Purim = playing dress up. (My fave.)

The month of Adar (Pisces) = The Month of Happiness.

Together, it was a clear signal that now is the time to launch my first blog, centered around fabulous, Jewish living…according to me. Welcome to Joyish!

The perfect introductory post occurred to me the other day while listening to a class by one of my favorite teachers David Sacks. During his Purim lecture from last year, he shared the anecdote illustrated in my painting below. His story was perfect. Why? Because it very simply explains Judaism. From the questioning, to the humor, to the (all fishiness aside) depth.

Print available on Etsy.

We swim around like these little Pisces fish, la la la, wondering if Hashem exists. We wonder whether or not He’s paying attention and if He’s getting it right, all the while oblivious to the reality that we’re actually completely engulfed, swimming in a sea of Hashem.
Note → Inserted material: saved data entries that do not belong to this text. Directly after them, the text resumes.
PR #4385, opened 2026-08-06
feat: add sample-period filtering for cmperf

rahulguptajss:


cmd/collectors/cmperf/cm2.go
```diff
@@ -145,10 +145,12 @@ type cm2FileRecord struct {
 }
 
 func (c *CmPerf) pollONTAPFilesEndpoint(query string) ([]cm2FileRecord, error) {
-	path := "api/cluster/counter-cache/files?fields=path,checksum_path,node,timestamp,object&object=" + url.QueryEscape(query) + "&order_by=timestamp+desc&max_records=1"
+	path := "api/cluster/counter-cache/files?fields=path,checksum_path,node,timestamp,object,sample_period&object=" +
```
cgrinds: we never use the field sample_period so this can be removed

cmd/poller/poller.go
```diff
@@ -1033,14 +1037,19 @@ func buildCmPerfManifest(cols []collector.Collector, manifestName string) []byte
 			continue
 		}
 
+		// At the moment, only the defaultDataPeriod is supported by ONTAP
+		dataPeriod := defaultDataPeriod
+		// Hand the resolved sample period back to the collector so PollData can filter
+		// counter-cache files by the same cadence the manifest requested.
+		if s, ok := col.(samplePeriodSetter); ok {
```
cgrinds: We can remove the interface and this code and replace with
```go
if c, ok := col.(*cmperf.CmPerf); ok {
    c.SetSamplePeriod(dataPeriod)
}
```

Hardikl (dismissed):

Hardikl (dismissed):

cgrinds (approved):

David shared this anecdote near Purim because the Jews really felt abandoned by Hashem and threatened by the Persian kings at the time. But, Hashem was there, both completely revealed and concealed at once.

That obvious-yet-obscure paradox remains. Not so much has changed, down to the threatening Persian kings! We still doubt and forget and need to be reminded that it’s all working fine. I do. But that’s what makes this a good story and a great opening context for Joyish. Holding onto this Purim perspective helps me swim more easily. I hope you’ll join me. The water’s just fine.